*** Begin section ***

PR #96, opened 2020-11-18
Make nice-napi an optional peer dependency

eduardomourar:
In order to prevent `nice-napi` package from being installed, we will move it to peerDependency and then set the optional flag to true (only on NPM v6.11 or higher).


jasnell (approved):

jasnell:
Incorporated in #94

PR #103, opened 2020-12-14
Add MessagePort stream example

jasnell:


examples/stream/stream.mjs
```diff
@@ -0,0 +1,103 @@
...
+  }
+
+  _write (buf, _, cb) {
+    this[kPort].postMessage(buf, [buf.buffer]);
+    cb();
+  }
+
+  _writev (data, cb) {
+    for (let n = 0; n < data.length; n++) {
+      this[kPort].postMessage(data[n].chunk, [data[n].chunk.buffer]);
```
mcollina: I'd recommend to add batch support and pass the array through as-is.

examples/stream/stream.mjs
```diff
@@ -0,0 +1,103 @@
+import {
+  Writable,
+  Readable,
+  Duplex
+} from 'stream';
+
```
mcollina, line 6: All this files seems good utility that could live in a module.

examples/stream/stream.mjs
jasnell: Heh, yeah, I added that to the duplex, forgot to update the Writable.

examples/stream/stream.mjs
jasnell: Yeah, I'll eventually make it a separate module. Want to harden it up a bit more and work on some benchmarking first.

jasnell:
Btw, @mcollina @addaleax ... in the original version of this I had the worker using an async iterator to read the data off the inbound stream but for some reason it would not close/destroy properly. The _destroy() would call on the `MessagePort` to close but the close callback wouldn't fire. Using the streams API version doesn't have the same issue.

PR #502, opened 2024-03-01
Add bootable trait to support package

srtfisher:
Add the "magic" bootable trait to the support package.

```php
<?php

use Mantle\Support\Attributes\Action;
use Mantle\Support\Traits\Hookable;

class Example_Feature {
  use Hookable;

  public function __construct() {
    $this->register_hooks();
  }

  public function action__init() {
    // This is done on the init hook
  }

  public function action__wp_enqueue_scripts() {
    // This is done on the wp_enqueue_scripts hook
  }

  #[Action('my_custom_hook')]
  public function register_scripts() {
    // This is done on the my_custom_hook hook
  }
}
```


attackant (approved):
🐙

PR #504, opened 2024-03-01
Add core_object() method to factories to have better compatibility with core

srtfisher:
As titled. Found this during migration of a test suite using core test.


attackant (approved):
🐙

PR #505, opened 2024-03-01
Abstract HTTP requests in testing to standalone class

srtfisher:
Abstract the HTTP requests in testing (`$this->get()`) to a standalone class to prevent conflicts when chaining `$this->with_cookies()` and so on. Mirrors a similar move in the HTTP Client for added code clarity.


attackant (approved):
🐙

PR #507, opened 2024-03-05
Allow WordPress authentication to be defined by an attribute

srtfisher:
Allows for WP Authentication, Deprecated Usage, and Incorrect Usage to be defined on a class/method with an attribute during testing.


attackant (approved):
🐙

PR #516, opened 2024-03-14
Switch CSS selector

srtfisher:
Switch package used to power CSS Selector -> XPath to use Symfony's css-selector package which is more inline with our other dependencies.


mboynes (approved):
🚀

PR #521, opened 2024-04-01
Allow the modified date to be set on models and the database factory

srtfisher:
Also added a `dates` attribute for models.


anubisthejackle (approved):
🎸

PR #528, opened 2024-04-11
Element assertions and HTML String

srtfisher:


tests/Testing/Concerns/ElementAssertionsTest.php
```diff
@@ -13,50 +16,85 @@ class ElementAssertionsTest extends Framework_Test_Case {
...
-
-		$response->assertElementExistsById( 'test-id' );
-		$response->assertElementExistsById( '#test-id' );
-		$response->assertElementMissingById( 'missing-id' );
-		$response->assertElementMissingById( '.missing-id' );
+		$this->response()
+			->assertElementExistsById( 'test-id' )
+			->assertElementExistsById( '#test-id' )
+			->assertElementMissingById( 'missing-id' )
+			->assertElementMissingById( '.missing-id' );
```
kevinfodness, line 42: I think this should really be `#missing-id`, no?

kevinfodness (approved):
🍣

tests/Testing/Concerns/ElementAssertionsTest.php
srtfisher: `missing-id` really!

*** End section ***

## The problem
Every line above that holds the string "Mantle" should be copied into the answer.

## Exercise response
use Mantle\Support\Attributes\Action;
use Mantle\Support\Traits\Hookable;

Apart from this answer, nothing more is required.